DESCRIPTION OF THE TASK:
Reproduce exactly the lines from the line containing "Database vs OSV.dev)." through the last line of the listing, and no others.

PROVIDED DATA:
PR #1343, opened 2022-05-20
Update signal-cli-rest-api version.

phoeinx:
Since about two weeks ago registering new signal server phone numbers over the `signal-cli-rest-api` failed with a timeout.
These issues appear to have been caused by an outdated version, pushing the version from 0.42 to 0.59 (aka the latest version) resolved them.

However, this update also changed the structure of the signal message objects we receive. Mainly it adds new metainformation, e.g. the `sourceName` and a different `sticker` id format, which are not relevant for us. However, it also doesn't use empty attribute lists e.g. for `attachments: []` but instead doesn't include these attributes at all. This broke our code that depended on always being able to access an `attachments` attribute.
This PR fixes that.

Fixing the `signal-cli-rest-api` version to `0.59` as proposed in this PR would switch all current instances to the `0.59` version at the next deployment. I tested switching on staging, where also a signal phone number was already registered. This worked well. However, if we want to be cautious, we should only use the new version for new instances (as so far, no problems except for registering occured with the old version.) 

Edit: Regarding updating the `signal-cli-rest-api`: While updating to a higher version worked well, downgrading again to a lower version caused issues, which I could only resolve by completely reregistering the number by hand, meaning having to delete the phone number data directories by hand. (The downgrade happened on staging when I merged a security fix yesterday night, which lead to a new deploy on staging, again with the `0.42` `signal-cli-rest-api`).
Having to reregister a phone number on a production instance could potentially break those instances. As far as I experienced it on the `staging` system there were issues with sending messages to signal users who did not accept the number change in their client beforehand. 
Obviously, once we changed the version on `master` an accidental downgrade shouldn't be an issue. But the update does appear to be a bit brittle, what do you think?

### DIFF
--- a/app/adapters/signal_adapter/inbound.rb
+++ b/app/adapters/signal_adapter/inbound.rb
@@ -89,7 +89,7 @@ module SignalAdapter
 
     def initialize_files(signal_message)
       attachments = signal_message.dig(:envelope, :dataMessage, :attachments)
-      return [] unless attachments.any?
+      return [] unless attachments&.any?
 
       if attachments.any? { |attachment| SUPPORTED_ATTACHMENT_TYPES.exclude?(attachment[:contentType]) }
         @message.unknown_content = true
--- a/docker-compose.yml
+++ b/docker-compose.yml
@@ -26,7 +26,7 @@ services:
       - postgres_data:/var/lib/postgresql/data
 
   signal:
-    image: bbernhard/signal-cli-rest-api:0.42
+    image: bbernhard/signal-cli-rest-api:0.59
     environment:
       - USE_NATIVE=0
         #- AUTO_RECEIVE_SCHEDULE=0 22 * * * #enable this parameter on demand (see description below)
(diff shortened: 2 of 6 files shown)


tillprochaska:
> Obviously, once we changed the version on master an accidental downgrade shouldn't be an issue. But the update does appear to be a bit brittle, what do you think?

I’m note sure if I understand what that should imply -- are there any other issues that would stop us from deploying the update?

tillprochaska:
Also this reminds me that we should probably include the `signal-cli-config` directory in our backup playbook so that we can restore old configuration without having to reregister a phone number?

phoeinx:
> Also this reminds me that we should probably include the `signal-cli-config` directory in our backup playbook so that we can restore old configuration without having to reregister a phone number?

You mean for restoring on a server/instance where the phone number was already registered, right? In this case, yes definitely!

phoeinx:
> > Obviously, once we changed the version on master an accidental downgrade shouldn't be an issue. But the update does appear to be a bit brittle, what do you think?
> 
> I’m note sure if I understand what that should imply -- are there any other issues that would stop us from deploying the update?

Just general caution as this can break things (as demonstrated on staging). I think updating should work - but I wanted to ask for your opinion because of that and maybe we try deploying on demo first.

Issue #194, opened 2026-05-04
Wire npm into actions/scan (ESLint, tsc, npm-specific source-scan signals)


TomHennen:
## What

Wire npm projects into `actions/scan/action.yml` (the source-scan composite that already runs OSV-Scanner, Zizmor, and Scorecard) so the npm build type gets ecosystem-appropriate source-stage scanning alongside the build hygiene.

Tracking issue surfaced during review of #188 — that PR explicitly defers this work as out-of-scope, but there's no existing issue to point at.

## Background

`actions/scan/action.yml` runs both adapter-pattern tools (via `run.sh`) and action-pattern tools (`uses:` steps). Today the only language-aware coverage it provides for npm projects is OSV-Scanner against `package-lock.json`. Several npm-ecosystem-specific signals aren't covered:

- **ESLint** as the source-stage lint (per the SPEC's "Linting" section, ESLint is the dominant linter; convention is `eslint .` against the project root using either flat config or legacy `.eslintrc.*`).
- **`tsc --noEmit`** for TypeScript projects' type-check pass.
- **`npm audit`** signals — partly redundant with OSV but with different advisory sources (GitHub Advisory Database vs OSV.dev).
- **`govulncheck`-equivalent** doesn't exist for JS, but [`socket.dev`](https://socket.dev/) and Snyk-style metadata-aware analysis is the closest.

Per the SPEC (`build/actions/npm/SPEC.md` "Linting" section): lint runs in wrangle's source-scan stage, NOT the build action. This issue tracks bringing that intent to ground.

## Decisions to make

- **Which tools.** ESLint + `tsc --noEmit` is the obvious starting set. socket.dev / Snyk are commercial; whether to integrate is a separate conversation.
- **How to detect npm projects.** Presence of `package.json` at scan root is the simplest signal. Should the scan composite mirror the build action's lockfile-driven detection (npm only in v0.1, pnpm/yarn deferred)?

REPLY:
- **`npm audit`** signals — partly redundant with OSV but with different advisory sources (GitHub Advisory Database vs OSV.dev).
- **`govulncheck`-equivalent** doesn't exist for JS, but [`socket.dev`](https://socket.dev/) and Snyk-style metadata-aware analysis is the closest.

Per the SPEC (`build/actions/npm/SPEC.md` "Linting" section): lint runs in wrangle's source-scan stage, NOT the build action. This issue tracks bringing that intent to ground.

## Decisions to make

- **Which tools.** ESLint + `tsc --noEmit` is the obvious starting set. socket.dev / Snyk are commercial; whether to integrate is a separate conversation.
- **How to detect npm projects.** Presence of `package.json` at scan root is the simplest signal. Should the scan composite mirror the build action's lockfile-driven detection (npm only in v0.1, pnpm/yarn deferred)?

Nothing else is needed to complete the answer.